Safe Harbour, introduced in 2000, allows companies to transfer data on EU citizens to the US

The top court of the European Union on Tuesday has suspended an agreement that has allowed data-sharing between the EU and the US for the past 15 years, following months of increased tensions over spying and the protection of personal data.

The ruling by the Court of Justice of the European Union (CJEU) means that the more than 4,000 companies who depend upon the agreement, including major US companies such as Google, Facebook and Amazon, will need to rework their data-sharing practices in order to maintain compliance with the law.

Data-protection decision

data encryptionThe ruling was the court’s final decision in a data-protection case brought by 27-year-old Austrian law student Max Schrems against the Irish data protection commissioner.

That case, in turn, was spurred by Schrems’ concerns over the collection of his personal data by Facebook, whose European headquarters is in Ireland, and the possibility that the data was being handed over to US intelligence services.

However, the so-called “Safe Harbour” agreement has been in question since 2013, when former NSA contractor Edward Snowden published documents revealing broad surveillance programmes carried out by the US government, including the collection of data from US Internet companies.

Following those leaks, the EU has been in negotiations with the US for a new Safe Harbour agreement that would place limits on government authorities’ access to transferred data.

An agreement on a new deal is thought to be close, but the invalidation of the current agreement, in place since 2000, is likely to create difficulties for many trans-Atlantic companies in the short term.

‘Invalid’ law

The court declared that the previous Safe Harbour deal was “invalid” as it takes data on European citizens outside the protection of European authorities.

The deal was originally intended to facilitate data-transfers to the US, a country whose data-protection regime is less stringent than that of the EU.

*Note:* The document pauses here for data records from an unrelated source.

Issue #246, opened 2018-03-03
:type git :branch vs :ref?


nrvale0:
:branch works with other refs like a tag name. Which is great. But perhaps it should be renamed to :ref?

raxod502:
This requires some more thought. The repository management algorithms are not actually designed to work with any refs other than branch names, since it's expected that you use version lockfiles to specify exact revisions or tags, rather than putting them in the recipes directly.

nrvale0:
Ah, ok. I've just gotten started with straight.el so I've not yet explored lockfiles. Entirely possible this is better approach.

raxod502:
If your goal in specifying a tag or revision in the recipe is that your configuration will use that revision of the package, then indeed version lockfiles are designed to achieve exactly that purpose.

dieggsy:
That said, it'd be interesting to have a `:ref` that supports arbitrary refs, with the end goal being that the _only_ source of truth is the init file. This is probably not as intuitive as lockfiles since they're derived from whatever ref you `git checkout` to, but it might be a nice advanced feature.

raxod502:
> it'd be interesting

Sure, and I wouldn't be opposed to this...

> with the end goal being that the _only_ source of truth is the init file

... but I'm honestly not sure why you'd want to do it. You'd have to edit your init-file every time you update a package.

dieggsy:
Well, if your workflow is one in which you update a lot (which I actually do) then it'd be annoying, but some people might prefer to "pin" packages in that way.

Regardless, it'd be an additional feature, so you wouldn't be required to 'pin' every package with a specific ref throughout. But if a package came up that you did want to pin or revert, you'd have the convenience of simply specifying the ref in the init file, without pinning everything to it's current state through `straight-freeze-versions`

nrvale0:
> ... but I'm honestly not sure why you'd want to do it. You'd have to edit your init-file every time you update a package.

I can speak to this a bit. I went down the path of straight.el to allow me to install the latest version of Org and associated packages without conflicts with RPM-packaged Org on Fedora (not possible with use-package). All other packages are still installed with use-package. 

So, in my case, having a lockfile separate from the package specification in my init-file is just one more thing to track in the repo and in my head with not much payout. 

Though I agree, having worked with similar setups in other environments (requirements.txt, Gemfile.lock, etc) that specification in the init-file probably does not scale beyond a handful of packages under straight.el management.

raxod502:
> Regardless, it'd be an additional feature

[...]

PR #380, opened 2019-05-19
Add package pinning to straight-x.el.

DonHugo69:
Dear @raxod502 ,

in reply to your comment in [this issue](https://github.com/raxod502/straight.el/issues/246#issuecomment-472702266) I would like to ask for inclusion of my temporary solution for package pinning. 

I have updated the code to work with the changes introduced by commit [c42edf91249a3610a872402082e977c61cf65dc9](https://github.com/raxod502/straight.el/commit/c42edf91249a3610a872402082e977c61cf65dc9) and written a short tutorial on how to use it. 

I hope the code's quality is good enough for inclusion. If you require any changes please let me know and I will try to take care of them.

### DIFF
--- a/README.md
+++ b/README.md
@@ -2728,10 +2728,16 @@ After straight's install procedure you will need to add
 `straight-x.el` and load the required commands.
 
     (use-package straight-x
-      :straight nil 
-      :commands
-      (straight-x-pull-all
-       straight-x-freeze-versions))
+      :straight (:host github
+                 :repo "raxod502/straight.el"
+                 :branch "develop"
+                 :local-repo "straight.el"
+                 :files ("straight-x.el"))
+      :commands (straight-x-pull-all
+                 straight-x-freeze-versions))
+                 
+Please take care that `straight-x.el`'s `:branch` is the same as for
+`straight.el`. By default, this will be `master`.
 
 A variable called `straight-x-pinned-packages` has been defined in
 `straight-x.el` and will contain your list of pinned packages.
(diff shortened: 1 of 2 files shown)


raxod502:
It looks great to me. Only problem is the Travis build (which _should_ be linked here, but isn't for some reason): https://travis-ci.org/raxod502/straight.el/jobs/534460538

I think the solution to the error there would be to include a `(defvar straight-x-pinned-packages)` to satisfy the byte-compiler. (Or just define the variable in `straight-x.el` directly.)

README.md
```diff
@@ -2733,11 +2733,8 @@ the required commands.
       (straight-x-pull-all
        straight-x-freeze-versions))
 
-Furthermore, you will need to define a variable called
-`straight-x-pinned-packages`.
-
-    (defvar straight-x-pinned-packages nil
-      "List of pinned packages.")
```
raxod502: Actually, this is still necessary if you are trying to autoload `straight-x.el` (i.e. not load it eagerly), right? Otherwise the list variable will not be defined when you try to append to it.

There's no need to work out the details in this pull request, but I think it would be possible to declare autoloads in `straight-x.el`, exclude that file from the default recipe, and then allow `(straight-use-package '(straight-x :local-repo "straight.el" :files ("straight-x.el")))` as the way to access them, or some such.

DonHugo69: You are right, the variable will not exist that way. 
I did not use autoload cookies here because my understanding was, that `straight-x.el` is experimental and a user should cherry pick the desired functions after looking at them. If it is fine for you, I will add the autoload cookie to the variable (but not to the functions?).

And try to fix the longline errors.

DonHugo69: I have checked the instructions again and made the necessary modifications. The variable gets autoloaded now together with the specified commands.

raxod502:
Thanks for your contribution.

DonHugo69:
Thank you for creating straight :-)

PR #387, opened 2019-06-14
Don't call pre-build functions unless building

### LINKED ISSUE #386: What to do with package that requires autotools and configure and make to build...
I hesitate to ask, but....  I've been reading my mail in `vm` for a very long time.  Its definitely moribund, if not mostly dead, but it works.   

I've switched nearly all of my emacs set up to use `use-package` (aka `straight-use-package`), but I'm still wiring up my vm by hand from a copy of it's 8.2.0b release.

While this might be a job for Miracle Max the Wizard ("mostly dead", obligatory Princess Bride ref), I wanted to see what I could do about it.

I was fascinated to discover that straight would happily 'use-package' it, but not in the least surprised that it didn't work.

It turns out that it's mirrored here:  https://github.com/emacsmirror/vm and that's what straight's picking up.  That tree, however, seems to need to have autotools called on it, then configure (with a bit of extra info to tie it into bbdb in my case).

And then, there are a couple bits that don't actually work; they removed the bundled vcard.el for reasons their commit doesn't specify, but didn't commit it out of the Makefile.in.  Nor the vm-vcard.el that was using it.....    There's also a use of `&optional &rest ...` that irritates emacs and that I've fixed before by just removing the `&optional`).

So, at a minimum seems like I should fork the repo, fix those bits, then have straight use my fork (and branch).

For experimenting, I've cloned the repo, run autoconf and then configure.  It makes successfully, albeit without the bbdb bits.  So in addition to asking about a straight-approved way of calling autoconf and then make, I suppose I should also ask if there's a non-ugly way to get at the path where straight has built bbdb for me?

**Thanks**

hartzell:
Don't call the things on the `straight-use-package-pre-build-functions` hook unless we're actually going to do a build.

I use the pre-build-functions hook to call `autoconf/configure/make` for the vm package before the build happens and w/out this change it was happening on every startup.  With this change it only happens when necessary.

Closes #386

### DIFF
--- a/straight.el
+++ b/straight.el
@@ -4665,14 +4665,14 @@ otherwise (this can only happen if NO-CLONE is non-nil)."
                                (and table (gethash 'version table))
                                (funcall func))))
                  (remhash (intern package) straight--recipe-lookup-cache)))
-             (run-hook-with-args
-              'straight-use-package-pre-build-functions package)
              (unless no-build
                ;; Multi-file packages will need to be on the
                ;; `load-path' in order to byte-compile properly. So we
                ;; do this before `straight--build-package'.
                (straight--add-package-to-load-path recipe))
              (when (and modified (not no-build))
+               (run-hook-with-args
+                'straight-use-package-pre-build-functions package)
                (straight--build-package recipe cause))
              ;; We need to do this even if the package wasn't built,
              ;; so we can keep track of modifications.


raxod502:
Looks great, thanks for the help.

hartzell:
You're welcome.  Thanks for the mentoring!

PR #404, opened 2019-08-16
Implement configurable base path

darth10:
This is a simple implementation of a configurable base path based on #300. 
There's a couple other changes/hacks that I've mentioned in comments.

This should not break existing installations as there are no changes to `bootstrap.el`.

Related to #274.

### DIFF
--- a/install.el
+++ b/install.el
@@ -88,7 +88,9 @@
         (version :pluto)
         (straight-profiles (if (boundp 'straight-profiles)
                                straight-profiles
-                             '((nil . "default")))))
+                             '((nil . "default"))))
+        (straight-install-dir (or (bound-and-true-p straight-base-dir)
+                                  user-emacs-directory)))
     ;; The only permissible error here is for a lockfile to be absent
     ;; entirely. Anything else triggers an abort so that we don't
     ;; accidentally do something the user doesn't expect (like if they
@@ -96,7 +98,7 @@
     ;; the recipe specification, and forgot to update which repository
     ;; their init-file downloaded install.el from).
     (dolist (lockfile-name (mapcar #'cdr straight-profiles))
-      (let ((lockfile-path (concat user-emacs-directory
+      (let ((lockfile-path (concat straight-install-dir
                                    "straight/versions/"
                                    lockfile-name)))
         (when (file-exists-p lockfile-path)
@@ -184,7 +186,7 @@
                    ;; (for some silly reason) move your
                    ;; `user-emacs-directory'.
                    (link-target (concat "repos/" local-repo "/bootstrap.el"))
-                   (link-name (concat user-emacs-directory
+                   (link-name (concat straight-install-dir
                                       "straight/bootstrap.el")))
               (ignore-errors
                 ;; If it's a directory, the linking will fail. Just let
--- a/install.el
+++ b/install.el
@@ -85,7 +85,7 @@
 
   (let (;; This needs to have a default value, just in case the user
         ;; doesn't have any lockfiles.
-        (version :pluto)
+        (version :alpha)
         (straight-profiles (if (boundp 'straight-profiles)
                                straight-profiles
                              '((nil . "default"))))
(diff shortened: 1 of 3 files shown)


install.el
```diff
@@ -83,6 +83,9 @@
   (defvar url-http-end-of-headers)
   (defvar url-http-response-status)
 
+  (defvar straight-base-dir)
+  (defvar straight-repository-branch)
```
darth10: Need these `defvar` forms for linting.

install.el
```diff
@@ -123,10 +126,12 @@
...
     (with-current-buffer
         (url-retrieve-synchronously
+	 ;; HACK Maybe use the install/* branch here?
+	 ;; TODO Revert github user to raxod502
          (format
           (concat "https://raw.githubusercontent.com/"
-                  "raxod502/straight.el/install/%s/straight.el")
-          (substring (symbol-name version) 1))
+                  "darth10/straight.el/%s/straight.el")
+          straight-repository-branch)
```
darth10: Instead of using the `install/` branches, I've made a change to use the `straight-repository-branch` branch.
I'm more than happy to change this back.
We would need to decide a new version name then am I'm not really sure what comes after `:pluto`. Maybe Alpha Centauri? :smile:

darth10: I've changed the github user for testing purposes only.
I'll revert that once this is ready to land.

README.md
```diff
@@ -174,13 +174,17 @@ First, place the following bootstrap code in your init-file:
...
       (unless (file-exists-p bootstrap-file)
         (with-current-buffer
             (url-retrieve-synchronously
-             "https://raw.githubusercontent.com/raxod502/straight.el/develop/install.el"
+              (format
+               "https://raw.githubusercontent.com/raxod502/straight.el/%s/install.el"
+               straight-repository-branch)
              'silent 'inhibit-cookies)
           (goto-char (point-max))
           (eval-print-last-sexp)))
```
raxod502: I'd prefer to keep this as simple as possible. I don't think it's unreasonable to expect people to tweak the bootstrap snippet a little if they want to do something weird.

install.el
raxod502: The `install/` branches are there for a reason. They make it so that you can install old versions of `straight.el` that interpreted recipes differently. You can't just use the latest version. (I suggest looking through the comments at the top of `install.el`.)

install.el
```diff
@@ -96,7 +99,7 @@
     ;; the recipe specification, and forgot to update which repository
     ;; their init-file downloaded install.el from).
     (dolist (lockfile-name (mapcar #'cdr straight-profiles))
-      (let ((lockfile-path (concat user-emacs-directory
+      (let ((lockfile-path (concat straight-base-dir
```
raxod502: Don't rely on this variable being defined. It breaks backwards compatibility. Just use `(or (bound-and-true-p ...) ...)`.

install.el
```diff
@@ -147,7 +152,7 @@
           ,@(let* ((vars nil)
                    (regexps '("bootstrap-version"
                               "straight-[a-z-]+"
-                              "user-emacs-directory"))
+                              "straight-base-dir"))
```
raxod502: I think we still need to pass `user-emacs-directory` in. And we don't need an entry for `straight-base-dir`; that's already covered by the previous regexp.

install.el
raxod502: As for continuing the schema, I propose using the Greek alphabet: `:alpha`, `:beta`, `:gamma`, `:delta` etc.

darth10:
Thanks for the feedback, @raxod502! 
I've made the relevant changes.

darth10:
Thanks for the feedback, @raxod502! 
I've made the relevant changes and bumped the version to `:alpha`.

Please let me know if there are any more improvements I can make.

hlissner:
I'm getting an `Unknown recipe version: :alpha` error when bootstrapping the latest version. I think an install/alpha tag is missing.

raxod502:
My bad -- should be fixed now.

PR #843, opened 2022-07-11
ICMSLST-1659 Store Office address as five fields instead of one.

MattHolmes123:
Changes:
  - Save address as five fields.
  - Fix importer/export save bug that duplicates offices
  - Fix importer/exporter list office queryset showing inactive records.
  - Fix office postcode lookup to store address correctly.


web/templates/tables/tables.html
```diff
@@ -31,12 +31,19 @@
       {{ caller() }}
     {% endwith %}
   {% elif config and config.show_all %}
+
+    {% if config.query_filter %}
+      {% set _objects = object[field].filter(**config.query_filter) %}
+    {% else %}
+      {% set _objects = object[field].all()  %}
```
mikeylockwood, line 38: Very minor but a double space

mikeylockwood (approved):

PR #861, opened 2022-08-15
ICMSLST-1553 Move CFS product form to wrap all form attributes.

MattHolmes123:
Other change:
  - Add extra field to ImportApplicationLicence __str__ method.


web/templates/web/domains/case/export/cfs-edit-product.html
```diff
@@ -31,9 +32,7 @@ <h4>{{ page_title }}</h4>
         </thead>
         <tbody>
           <tr>
-            {% call forms.form(action='', method='post', csrf_input=csrf_input, enctype='multipart/form-data', id='id_cfs-product-form') -%}
```
MattHolmes123, line 34: A form is not allowed to be a child element of a `tr`

mikeylockwood (approved):

PR #872, opened 2022-08-19
ICMSLST-1632 Add SIL legacy goods model to store historical records.

MattHolmes123:


web/domains/case/_import/fa_sil/models.py
```diff
@@ -300,6 +305,18 @@ class IgnitionDetail(models.TextChoices):
     quantity = models.PositiveBigIntegerField(help_text="Enter a whole number")
 
 
+class SilLegacyGoods(models.Model):
```
mikeylockwood, line 308: Should SIL not be capatalised?

mikeylockwood (approved):

web/domains/case/_import/fa_sil/models.py
MattHolmes123: Sure

PR #907, opened 2022-10-12
ICMSLST-1761 Add time logging to data migration scripts

mikeylockwood:


data_migration/management/commands/export_from_v1.py
```diff
@@ -83,6 +85,8 @@ def _export_data(self, data_type: DATA_TYPE, cursor: cx_Oracle.Cursor, skip: boo
 
                 self._export_model_data(columns, rows, model)
 
+            self._log_time()
```
MattHolmes123, line 88: Do you not want a label to indicate what section you're timing?
Or is this already being logged.

data_migration/management/commands/_base.py
```diff
@@ -55,6 +56,17 @@ def handle(self, *args, **options):
...
+        self.split_time = time.time()
+
+    def _log_time(self) -> None:
+        time_taken = time.time() - self.split_time
+        self.stdout.write(f"\t\t--> {time_taken} seconds", ending="\n\n")
+        self.split_time = time.time()
+
+    def _log_script_end(self) -> None:
+        time_taken = time.time() - self.start_time
+        self.stdout.write(f"Execuction Time --> {time_taken} seconds", ending="\n\n")
```
MattHolmes123, line 70: All seems fair enough.
I added this a while back in to ICMS: 
https://github.com/uktrade/icms/blob/develop/web/utils/__init__.py

It uses perf_counter which is more accurate.

MattHolmes123 (approved):

data_migration/management/commands/export_from_v1.py
mikeylockwood: It always follows a previous log line

```
        7 - Importing ExportApplication_case_emails from CaseEmail
                --> 0.30349302291870117 seconds

        8 - Importing ExportApplication_further_information_requests from FurtherInformationRequest
                --> 0.19294953346252441 seconds

        9 - Importing ExportApplication_update_requests from UpdateRequest
                --> 0.6755120754241943 seconds
```

PR #926, opened 2022-11-25
ICMSLST-1498 User Data Migration

mikeylockwood:


data_migration/management/commands/export_from_v1.py
```diff
@@ -160,6 +161,11 @@ def _create_user_data(self):
             self.stdout.write("User data exists. Skipping.")
             return
 
+        hasher = FOXPBKDF2SHA1Hasher()
+        salt = hasher.salt()
+        password_str = hasher.encode(password, "2:" + salt)
```
MattHolmes123, line 166: "2:" isn't this supposed to be the user pk or something?

MattHolmes123 (approved):

data_migration/management/commands/export_from_v1.py
mikeylockwood: Yes, the pk is set to 2 when the user is created below

PR #928, opened 2022-11-28
ICMSLST-1793 Add end to end tests using playwright.

MattHolmes123:
Changes:
  - Add a playwright-runner container for executing end to end tests.
  - Refactor end_to_end test directory and tests


web/end_to_end/conftest.py
```diff
@@ -0,0 +1,179 @@
...
+def _get_test_name() -> str:
+    """Get the current test name
+
+    Converts this: test_create_fa_dfl_application.py::test_can_create_fa_dfl[chromium] (call)
+    to this: "test_can_create_fa_dfl"
+    """
+
+    current_test = os.environ.get("PYTEST_CURRENT_TEST", "")
+
+    return current_test.split(":")[-1].split(" ")[0].split("[")[0]
```
mikeylockwood, line 179: Don't know if there is a way to make this less ugly

```
return re.search('::([a-z_]*)\[', current_test).group(1)
```

Or a testable utility function

```
def extract_substr(start, end, string, substr='[a-z_]*'):
    match = re.search(f'{start}({substr}){end}', current_test).group(1)
    return match and match.group(1)
```

mikeylockwood (approved):

web/end_to_end/conftest.py
MattHolmes123: I agree - I googled how to get the current test name and that's what it gave me.

MattHolmes123: test_name.split("::")[-1].split("[")[0]

PR #937, opened 2022-12-12
ICMSLST-1811 Get file created_by_id from strings

mikeylockwood:


data_migration/queries/import_application/licence.py
```diff
@@ -34,7 +34,12 @@
 #  , dd.signed_datetime
 #  , dd.signed_by_id signed_by_str
 
-ia_licence_docs = """
+ia_licence_docs = r"""
```
mikeylockwood, line 37: The precommit changes this to a raw string

MattHolmes123 (approved):

data_migration/queries/import_application/licence.py
MattHolmes123: https://github.com/asottile/pyupgrade#invalid-escape-sequences

PR #946, opened 2022-12-19
ICMSLST-1828 Add ssl_cert_reqs query param to Redis / Celery connection.

MattHolmes123:


config/settings/base.py
```diff
@@ -211,7 +212,11 @@
 
 # Celery & Redis shared configuration
 if "redis" in VCAP_SERVICES:
-    REDIS_URL = VCAP_SERVICES["redis"][0]["credentials"]["uri"]
+    secure_redis_uri = VCAP_SERVICES["redis"][0]["credentials"]["uri"]
+    parts = urlsplit(secure_redis_uri)
+    ssl_param = "ssl_cert_reqs=required"
+    query_params = ssl_param if not parts.query else f"{parts.query}&{ssl_param}"
```
mikeylockwood, line 218: I would prefer to handle this as a dict

```
qs_dict = parse_qs(parts.query)
qs_dict["ssl_cert_reqs"] = ["required"]
query_params = urlencode(qs_dict)
```

mikeylockwood (approved):

config/settings/base.py
MattHolmes123: I can change it but the value type is list[str] not str

mikeylockwood (approved):

PR #1380, opened 2024-03-06
ICMSLST-2105 - Firearms Licences Reports

marcuspp:


web/reports/interfaces.py
```diff
@@ -116,6 +110,54 @@ def get_queryset(self) -> QuerySet:
...
+            eori_number=ia.importer.eori_number,
+            importer_address=utils.get_importer_address(ia),
+            submitted_datetime=ia.submit_datetime.date(),
+            last_submitted_datetime=ia.last_submit_datetime.date(),
+            licence_start_date=licence.start_date,
+            licence_end_date=licence.end_date,
+            coo_country_name=getattr(ia.origin_country, "name", ""),
+            coc_country_name=getattr(ia.consignment_country, "name", ""),
+            endorsements="\n".join(ia.endorsements.values_list("content", flat=True)),
+            revoked=(True if ia.status == ImportApplication.Statuses.REVOKED else False),
```
MattHolmes123, line 152: `revoked=ia.status == ImportApplication.Statuses.REVOKED`

web/reports/interfaces.py
```diff
@@ -116,6 +110,54 @@ def get_queryset(self) -> QuerySet:
...
+            **self.extra_fields(ia),
+        )
+
+    def extra_fields(self, ia: FaImportApplication) -> dict:
+        raise NotImplementedError
```
MattHolmes123, line 157: consider typing as `dict[str, Any]` just to indicate the keys should be valid keyword arguments for the serializers.

web/reports/interfaces.py
```diff
@@ -116,6 +110,54 @@ def get_queryset(self) -> QuerySet:
         raise NotImplementedError
 
 
+class BaseFirearmsLicenceInterface(ReportInterface):
+    ReportFilter = BasicReportFilter
+    filters: BasicReportFilter
+
+    def get_application_filter(self):
```
MattHolmes123, line 117: missing type

web/reports/interfaces.py
```diff
@@ -563,3 +545,56 @@ def serialize_row(
...
             goods_description_with_sub_section=s.get_description(),
         )
+
+
+@final
+class DFLFirearmsLicenceInterface(BaseFirearmsLicenceInterface):
+    name = "Deactivated Firearms Licences"
+    ReportSerializer = DFLFirearmsLicenceSerializer
+
+    def get_application_filter(self):
```
MattHolmes123, line 555: missing type for all get_application_filter

web/reports/serializers.py
```diff
@@ -166,3 +167,68 @@ class SupplementaryFirearmsSerializer(pydantic.BaseModel):
     )
     transport: str_or_empty = pydantic.Field(serialization_alias="Means of Transport")  # /PS-IGNORE
     all_reported: yes_no = pydantic.Field(serialization_alias="Reported all firearms for licence")
+
+
+class BaseFirearmsLicenceSerializer(pydantic.BaseModel):
+    licence_reference: str_or_empty = pydantic.Field(serialization_alias="Licence Reference")
```
MattHolmes123, line 173: General comment that applies to all Serializers:
https://docs.pydantic.dev/latest/concepts/alias/#using-an-aliasgenerator
_This is particularly useful if you need to use different naming conventions for loading and saving data, but you don't want to specify the validation and serialization aliases for each field individually._

You could reduce a lot of the noise on this models

MattHolmes123: AliasGenerator was added in 2.6 so you'd need to upgrade pydantic

MattHolmes123: e.g. (on one of the other reports):
```
from pydantic import AliasGenerator, ConfigDict


def get_report_field_name(field_name: str) -> str:
    match field_name:
        case "certificate_reference":
            return "Certificate Reference"
        case "case_reference":
            return "Case Reference"

class IssuedCertificateReportSerializer(pydantic.BaseModel):
    model_config = ConfigDict(
        alias_generator=AliasGenerator(
            serialization_alias=get_report_field_name,
        )
    )
```

MattHolmes123 (approved):

mikeylockwood (approved):

PR #1384, opened 2024-03-06
ICMSLST-2553 - Corrupt file generated when P12_SIGNATURE envs not set.

chris-pettinga:
When the P12_SIGNATURE_BASE_64 / P12_SIGNATURE_PASSWORD env variables are not set, the object returned by the sign_pdf function is bytes, and not a stream at position 0 that can be read as the following code expects it to be.


web/domains/case/tasks.py
```diff
@@ -84,6 +84,7 @@ def create_import_application_document(
 
         # Add digital signature to the licence pdf
         file_obj = signer.sign_pdf(file_obj)
```
MattHolmes123, line 86: There is no need for `signed_pdf.seek(0)` now right?
Unless you need it for a test or something

MattHolmes123 (approved):

web/domains/case/tasks.py
chris-pettinga: Yeah I'm going to remove it and add it to other tests that call this function. In my mind the function only has a responsibility to return a BytesIO object and whoever calls it has the responsibility to set the pointer to where they want it.

marcuspp (approved):

PR #1386, opened 2024-03-07
ICMSLST-1641 - show extra question when selected Legislation makes Biocidal claim.

chris-pettinga:
Before:
image

After:
image


mikeylockwood (approved):

web/static/web/js/pages/cfs-schedule-edit.js
```diff
@@ -153,3 +154,32 @@ function showResponsiblePersonStatement(legislations, exportOnly, config) {
...
+        break;
+      }
+    }
+  }
+  const isBiocidalClaimQuestion = document.querySelector("#biocidal-claim-question-wrapper");
+  if (isBiocidalClaim) {
+    isBiocidalClaimQuestion.style.display = "block";
+  } else {
+    isBiocidalClaimQuestion.style.display = "none";
+  }
```
MattHolmes123, line 184: We do have a utility function to show / hide an element that is used in several places.
```javascript
const showBiocidalClaim = UTILS.getShowElementFunc("#biocidal-claim-question-wrapper")
showBiocidalClaim(isBiocidalClaim)
```

MattHolmes123: Also this 🤷 
```javascript
isBiocidalClaimQuestion.style.display = isBiocidalClaim ? "block" : "none";
```

chris-pettinga: Thanks for this, I've gone for the 2nd option as I think it's clearer.

chris-pettinga: @MattHolmes123  - I've also added some stuff at the top of this file to deal with show/hide logic on page load - not sure if it's the standard approach so let me know.

web/static/web/js/pages/cfs-schedule-edit.js
```diff
@@ -9,6 +9,9 @@ window.addEventListener('load', (event) => {
 
   const events = new EditScheduleEventHandler(legislationSelect2);
 
+  // Show-hiding the is-biocidal-claim question on page load
+  showIsBiocidalClaim(events.legislationSelect2.val(), events.legislationConfig);
+
```
MattHolmes123, line 14: Do you need to do this on page load?
You do it in the template already

``` 
  <div id="biocidal-claim-question-wrapper" {% if not is_biocidal %} style="display: none;"{% endif %}>
    {{ fields.field(form.biocidal_claim, mark_safe=True, show_optional_indicator=False) }}
  </div>
```

web/static/web/js/pages/cfs-schedule-edit.js
MattHolmes123: > his, I've gone for the 2nd option as I think it's clearer.

Fair enough @chris-pettinga .
The utility function is more suited to when you need to do something with callbacks as well.

MattHolmes123: > @MattHolmes123 - I've also added some stuff at the top of this file to deal with show/hide logic on page load - not sure if it's the standard approach so let me know.

I've replied @chris-pettinga

web/static/web/js/pages/cfs-schedule-edit.js
chris-pettinga: @MattHolmes123 the hidden field should be required when they've added biocidal legislation, and so when the form is invalid and the page re-renders the `is_biocidal` variable is False (because the changes haven't been saved to the db) but we want the field to be shown in order to display the validation errors.

We could in theory check for `form.cleaned_data.legislations.filter(is_biocidal_claim=True)` in the template but that seems out of step and a bit too complex, seems easier to just re-run the JS logic on page load. However this unfortunately makes the page inaccessible to those without JS

web/domains/case/export/forms.py
```diff
@@ -342,6 +345,23 @@ def __init__(self, *args, **kwargs):
...
+        self.fields["biocidal_claim"].help_text = render_to_string(
+            "web/domains/case/export/partials/cfs/biocidal_claim_help_text.html"
+        )
+
+    def clean_biocidal_claim(self):
+        biocidal_claim = self.cleaned_data["biocidal_claim"]
+
+        if (
+            not biocidal_claim
+            and self.cleaned_data["legislations"].filter(is_biocidal_claim=True).exists()
```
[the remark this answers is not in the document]
chris-pettinga: good point, will change

MattHolmes123 (approved):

In September, the advocate-general of the European Court of Justice said in a legal opinion that Safe Harbour should be invalidated in light of “mass and indiscriminate surveillance” by the US government, in reference to the data-collection practices revealed by Snowden.

Last week the US Mission to the EU in Brussels disagreed, saying the opinion rested upon “numerous inaccurate assertions about the intelligence practices of the US”.


The Washington, DC-based Computer & Communications Industry Association (CCIA) on Tuesday urged the European Commission to issue guidance for the companies that depend upon Safe Harbour in order to ease the “uncertainty” caused by the court’s ruling.

“We expect that a suspension of Safe Harbor will negatively impact Europe’s economy, hurt small and medium-sized enterprises, and the consumers who use their services, the most,” said CCIA Europe director Christian Borggreen.

Industry observers said the invalidation of Safe Harbour could incur significant costs for trans-Atlantic companies as they rework their data-handling infrastructure, with costs potentially including a massive expansion of Europe-based data centre capacity.

The CJEU’s ruling comes at a time when companies are finding it increasingly difficult to ensure the security of individuals’ personal data, even within national borders, with massive data breaches becoming increasingly commonplace and data-protection complaints growing rapidly.

However privacy campaigners have welcomed the move.

“In the face of the Snowden revelations, it is clear that Safe Harbor is not worth the paper its written on,” said Jim Killock, executive director of the Open Rights Group. “We need a new agreement that will protect EU citizens from mass surveillance by the NSA.”